Page 12: Analisis Kasus Gabungan Tindak Pidana

Selain itu, Hoge Raad pada kasus poin 2 diatas menjelaskan pertimbangannya yaitu “Di dalam

suatu kecelakaan itu seorang pengemudi mobil telah menyebabkan matinya seorang pengendara

sepeda dan telah menyebabkan seorang lainnya mendapat luka-luka berat pada tubuhnya. Apa

yang sesungguhnya telah terjadi itu bukanlah pelanggaran-pelanggaran ataupun suatu

pelanggaran – oleh karena hal tersebut dengan sendirinya tidaklah relevan – melainkan

perbuatan menimbulkan dua akibat yang terlarang oleh undang-undang.
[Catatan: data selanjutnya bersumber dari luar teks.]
PR #6928, opened 2026-08-17
fix(bridge): route process/ask-gemini via the live ACP participant registry

### LINKED ISSUE #6894: [infra][transport] ask-gemini default model slug is stale — fails against agy ACP pin (gemini-3.7-flash-high)
Observed live 2026-08-16 (~22:5x) firing a review ask:

```
agent_runtime.runner.InterAgentTransportError: ACP participant 'agy' only supports its
registered model pin 'gemini-3.7-flash-high'; got 'gemini-3-flash-preview'
(scripts/agent_runtime/runner.py:3158, resolve_inter_agent_route)
```

`ask-gemini` without `--model` defaults to `gemini-3-flash-preview`, which the AGY route
rejects at `resolve_inter_agent_route`. Workaround that worked: pass
`--model gemini-3.7-flash-high` explicitly.

Root-cause layer to check: the bridge's legacy Gemini default slug vs the single source of
the AGY pin — the default should derive from the registered participant pin (or the route
should map legacy slugs), not carry an independent hardcoded model name that goes stale on
every rotation. Sibling sweep: check other ask-* seats for independently hardcoded default
slugs that can drift from their ACP pins the same way.

Non-urgent (explicit --model unblocks), but every bare `ask-gemini` is currently broken.

### LINKED ISSUE #6915: [infra][bridge] generic 'process <id>' ignores the recipient seat, shells to the retired gemini CLI, and consumes the message on failure
Observed live 2026-08-17 draining bridge message #776 (a qa-engineer advisor note addressed to `cursor`):

```
🤖 Processing with Gemini (gemini-3-flash-preview) [no-timeout]...
❌ gemini CLI not available: 'gemini' Popen failed: FileNotFoundError: [Errno 2]
   No such file or directory: 'gemini'
✅ Message sent to Qa-Engineer (ID: 777)   <- typed [Bridge Error] reply
✓ Message 776 acknowledged                 <- original consumed despite total failure
```

Three defects in the generic `ai_agent_bridge process <id>` path:

1. **Ignores the recipient.** The message was addressed to `cursor`; `process` unconditionally routes to Gemini. The per-agent `process-*` variants exist only for claude/codex/grok/grok-build/kimi — there is no recipient-derived routing and no cursor variant.
2. **Retired transport + stale slug.** It shells out to the standalone `gemini` CLI (retired — Gemini-family work routes through AGY/ACP) with hardcoded `gemini-3-flash-preview` — the same independently-hardcoded-default drift class as #6894.
3. **Consumes on failure.** After the CLI failed, it still sent an error reply AND acknowledged #776, so the queue looks drained while no analysis happened. A failed processing attempt must leave the message unconsumed (or mark it failed-needs-retry), never ack it.

Root-cause ask: derive the processing route from the message's `To:` seat via the same live routing/ACP layer the ask-* commands use (one source of truth, no per-command hardcoded model slugs), and make ack strictly conditional on a successful reply from the routed seat. Sibling sweep: audit the other `process-*` variants for the same ack-on-failure shape.

Context: QA-engineer intends to keep dropping advisor notes to seats without standing driver sessions ("nothing is draining" — their words, msg 776 item 3), so this path is about to become load-bearing.

Refs #6894 (stale-slug sibling), #5744 (context for the note being processed).

krisztiankoos:
Fixes #6915
Fixes #6894

## Root cause (one family, both issues)

Bridge legacy paths carried their own hardcoded routing/model state that drifted from the live ACP participant registry (`ACPX_SUPPORTED_PARTICIPANTS`, `scripts/agent_runtime/adapters/acpx.py:585`).

## Reproductions (unit level, before → after)

**#6915** — cursor-addressed advisor note from qa-engineer, transport fails:
- Before: routed to the retired gemini CLI with `gemini-3-flash-preview` regardless of `To: cursor`; sent `[Bridge Error]` reply AND `✓ Message acknowledged` — `acked=1` after total failure.
- After: `Routing message #N to ACP participant 'cursor' (recipient seat 'cursor', model=registry pin)...` → failure leaves `acked=0`, typed error reply still sent, status recorded `failed:...`. Success path: routed reply delivered to sender, then ack.

**#6894** — bare `ask-gemini`:
- Before: default `--model = 'gemini-3-flash-preview'` → `InterAgentTransportError: ACP participant 'agy' only supports its registered model pin 'gemini-3.7-flash-high'`.
- After: default is `None` → the route resolver applies the live registry pin (`route accepted with registry pin: 'gemini-3.7-flash-high'`); legacy `gemini*` slugs map to the current pin.

## Changes

- **New `scripts/ai_agent_bridge/_process.py`** — `process_message_for_recipient`: derives the route from the message's `To:` seat via `_acp_compat` (same layer the ask-* ACP routes use), defaults model to the registry pin, acks only after a successful routed reply, leaves failures unconsumed/retryable with the honest typed-error reply preserved. Already-acked messages are skipped.
- **`_cli.py`** — `process`, `process-all`, and interactive `process` rewired to the recipient-derived processor; `--model` defaults removed (`None` = registry pin); static `_LEGACY_GEMINI_TO_AGY_MODEL` table deleted; `ask-gemini` maps legacy slugs via `resolve_compat_model`; `ask-agy --to-model` help no longer hardcodes the pin.
- **`_acp_compat.py`** — new `registered_participant_model` / `resolve_compat_model`: defaults derive from the live registry; pin rotation is covered by test (simulated rotation moves every legacy default with it).
- **`_agy.py`** — `_DEFAULT_AGY_MODEL` hardcode replaced by `_default_agy_model()` reading the registry pin.
- **Ack-on-failure sweep (all process-* variants audited):** removed `acknowledge()` from every failure handler — `_gemini._send_gemini_error`, `_claude` (rate-limit/timeout/unavailable/review-checkout/generic/fallback), `_codex._handle_codex_error`, `_grok_build` error + incomplete-turn, `_kimi._handle_kimi_error`, `_agy._handle_agy_error`, `_opencode` incomplete-turn. All retain the typed error reply + `record_ask_failure`. `_cursor`/`_hermes` already raised without acking. Stuck rows remain reclaimable via `broker_cleanup --max-age`.

## Tests

- New `tests/ai_agent_bridge/test_process_routing.py` (21 tests): recipient-derived routing (cursor, gemini→agy), ack-only-after-reply ordering, failure/exception/empty-response/unroutable-recipient all leave the message unconsumed, already-acked skip, registry-pin default, simulated pin rotation, per-seat error-handler no-ack sweep.
- Mutation-checked: re-adding `acknowledge()` to a failure path turns 3+ of these tests red (verified for `_process._notify_processing_failure` and `_codex._handle_codex_error`).
- Updated `test_ab_discuss_bugs.py` (mapping now asserts live pin) and `test_coverage_misc.py` (`_send_gemini_error` must not ack).

## Verification

- `pytest tests/ai_agent_bridge/ tests/test_coverage_misc.py tests/test_kimi_integration.py tests/test_legacy_bridge_telemetry.py tests/agent_runtime/test_acpx_adapter.py` → **739 passed, 1 failed**; `tests/agent_runtime/ tests/test_dispatch_telemetry.py` → **394 passed, 2 failed**. All 3 failures reproduce on unmodified `main` in this worktree (`sealed_acp_python_missing` and 2 agy writer-prompt tests — environmental: dispatch worktrees have no `.venv`, which the worktree contract forbids creating).
- `ruff check` clean on all touched files.

## Known residuals (out of scope, not regressions)

- `converse` still uses the module-level legacy gemini path with a hardcoded `gemini-3.1-pro-preview` default — same drift class, but it is neither a `process-*` variant nor an `ask-*` seat.
- qa-engineer's reply surface (send-only identity) stays as-is: error replies to QA land in the broker while QA's monitored surface is its GitHub loci; deciding QA's reply surface explicitly is a policy call left to the operator (see #6915 comment).

No auto-merge armed; workers neither merge nor arm.

### DIFF
--- a/scripts/ai_agent_bridge/_acp_compat.py
+++ b/scripts/ai_agent_bridge/_acp_compat.py
@@ -44,6 +44,43 @@ def require_compat_target(command_target: str) -> str:
         ) from exc
 
 
+def registered_participant_model(participant: str) -> str | None:
+    """Return the live model pin for an ACP participant from the adapter registry.
+
+    The registry (``ACPX_SUPPORTED_PARTICIPANTS``) is the single source of
+    truth the route resolver enforces; consumers must read it instead of
+    carrying an independently hardcoded slug that goes stale on every model
+    rotation (#6894). Returns None for unknown or deliberately unpinned seats.
+    """
+    from agent_runtime.adapters.acpx import ACPX_SUPPORTED_PARTICIPANTS
+
+    entry = ACPX_SUPPORTED_PARTICIPANTS.get(participant)
+    if not entry:
+        return None
+    model = entry.get("model")
+    return str(model) if model else None
+
+
+def resolve_compat_model(command_target: str, model: str | None) -> str | None:
+    """Resolve a legacy ``--model`` value against the live participant registry.
+
+    ``None`` stays ``None`` so the route resolver applies the participant's
+    registered pin — a default can never drift from the registry (#6894).
+    Legacy ``gemini*`` slugs (including retired display labels) aimed at the
+    AGY seat map to that seat's current pin, the only model the seat accepts.
+    Anything else passes through unchanged and is validated loudly by the
+    route resolver.
+    """
+    participant = require_compat_target(command_target)
+    if not model:
+        return None
+    if participant == "agy":
+        pin = registered_participant_model("agy")
+        if pin and model != pin and model.strip().lower().startswith("gemini"):
+            return pin
+    return model
+
+
 # Per-seat default hard timeouts for compat asks (#6877). The generic 300s
 # ceiling is mis-sized for Kimi: K3 is a max-effort-only model whose long
 # deliberation before first output is designed behavior, and the fleet routes
--- a/scripts/ai_agent_bridge/_agy.py
+++ b/scripts/ai_agent_bridge/_agy.py
@@ -42,7 +42,20 @@ from ._review_worktree import (
 
 _DEFAULT_AGY_BRIDGE_TIMEOUT_SECONDS = 900
 _NO_TIMEOUT_AGY_BRIDGE_TIMEOUT_SECONDS = 24 * 60 * 60
-_DEFAULT_AGY_MODEL = "gemini-3.7-flash-high"
+
+
+def _default_agy_model() -> str:
+    """The AGY seat's model, read from the live ACP participant registry.
+
+    Never an independently hardcoded slug: the registry pin is what the route
+    resolver enforces, so deriving the default from it makes stale-slug drift
+    impossible (#6894).
+    """
+    from agent_runtime.adapters.acpx import ACPX_SUPPORTED_PARTICIPANTS
+
+    pin = ACPX_SUPPORTED_PARTICIPANTS["agy"]["model"]
+    assert pin is not None  # the agy participant is always pinned
+    return pin
 
 
 def _agy_ask_scratch_cwd() -> Path:
@@ -124,7 +137,7 @@ def ask_agy(
         # Refuse formal/exact-target review on AGY before any worktree or send.
         raise ValueError(AGY_SEALED_REVIEW_UNSUPPORTED)
     effective_model = resolve_model_selection(
-        lane="ask-agy", to_model=to_model, model=None, default=_DEFAULT_AGY_MODEL
+        lane="ask-agy", to_model=to_model, model=None, default=_default_agy_model()
     )
     msg_id = send_message(
         content,
@@ -188,7 +201,7 @@ def process_for_agy(
 
     _ = new_session  # No-op for now; Agy bridge calls are always fresh.
     timeout_val = _resolve_agy_bridge_timeout(no_timeout)
-    model = _extract_target_model(msg) or _DEFAULT_AGY_MODEL
+    model = _extract_target_model(msg) or _default_agy_model()
     effort = requested_effort(msg)
     effort_applied, effort_reason = unsupported_effort_note(
         lane="agy",
@@ -387,7 +400,11 @@ def _extract_target_model(msg: dict) -> str | None:
 
 
 def _handle_agy_error(msg: dict, message_id: int, reason: str) -> None:
-    """Record an Agy failure as a response message and acknowledge."""
+    """Record an Agy failure as a response message; no ack (#6915).
+
+    The inbound message stays unacknowledged so the failure is retryable;
+    acknowledgement happens only after a successful routed reply.
+    """
     print(f"\n❌ Agy error for message #{message_id}: {reason}")
     from ._ask_contract import failed_response_provenance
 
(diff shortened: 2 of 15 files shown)


krisztiankoos:
**Cross-family review of record — Gemini (gemini-3.7-flash-high via AGY, full diff): PASS.** Author kimi (Moonshot) → cross-family gate satisfied.

Reviewer verified the load-bearing semantics directly: tests assert consumption state in SQLite (`acked==0` on every failure shape, `==1` only on a valid routed reply), the success path is order-trapped (`ask` strictly before `ack`), every native error handler is parameterized as never-acking, and the pin-rotation test proves defaults track the registry without code edits. Happy-path ask-* routes verified regression-free. The author's declared out-of-scope residual (`converse` legacy default) is an acceptable boundary — banked below.

Review gate passed → arming auto-merge; merges on green blocking CI. Per #M-19: bridge is per-invocation CLI — no service bounce; live for callers on next pull.

krisztiankoos:
CI failures from run 32009066415 fixed in 86ebb7aad5 (pushed to this branch).

**Fix 1** — `tests/test_gemini_bridge.py::test_handle_ask_gemini_routes_to_agy` pinned the literal slug `gemini-3.6-flash-high`, exactly the drift class this PR eliminates. It now asserts against `registered_participant_model('agy')`, read from the same `ACPX_SUPPORTED_PARTICIPANTS` registry the route resolver enforces — no literal slug, so pin rotation can never stale it again.

**Fix 2** — `tests/test_codex_bridge.py::test_other_errors_still_ack_inbound` encoded the old ack-on-failure contract this PR deliberately removed. Inverted (renamed to `test_other_errors_leave_inbound_unconsumed`), not deleted: the parameterized never-ack coverage in `test_process_routing.py` calls `_handle_codex_error` directly, but nothing else covers the `AgentStalledError → _handle_codex_error` dispatch inside `process_for_codex` (the rate-limit sibling covers only `RateLimitedError`). It now asserts the new contract: inbound stays unconsumed (ack=0) while the error reply is still sent. No production-code changes.

**Evidence:** `pytest tests/test_gemini_bridge.py tests/test_codex_bridge.py tests/ai_agent_bridge/test_process_routing.py` → **49 passed in 5.48s**; `ruff check` on the three files → all checks passed.

**Why the local "739 passed in the bridge suites" run missed these:** the selection gap was directory shape, not test intent — the local run targeted the bridge package directory `tests/ai_agent_bridge/` (where the new `test_process_routing.py` lives) plus adjacent runtime suites, but the two failing files are legacy top-level flats — `tests/test_gemini_bridge.py` and `tests/test_codex_bridge.py` — which sit outside that glob and were never collected. The next bridge PR should run both levels: `pytest tests/ai_agent_bridge/ tests/test_gemini_bridge.py tests/test_codex_bridge.py` (or simply `pytest tests -k bridge`) so legacy flats and the package dir are covered in one selection.

krisztiankoos:
**Exact-head re-stamp — Gemini PASS at delta head `86ebb7a`**: both test-contract updates correctly encode the already-approved semantics (unconsumed-on-failure under AgentStalledError with error-reply assertions intact; registry-derived pin assertion), no production change smuggled in. Review gate holds at the exact head → arming auto-merge on green CI.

Ini merupakan dua

tindakan, dimana undang-undang sendiri telah menggunakan perkataan tersebut untuk

menunjukan segala sesuatu yang dapat termasuk ke dalam suatu ketentuan pidana. Pasal 65

KUHP telah menyebut tindakan-tindakan tersebut kejahatan-kejahatan yang berbeda-beda.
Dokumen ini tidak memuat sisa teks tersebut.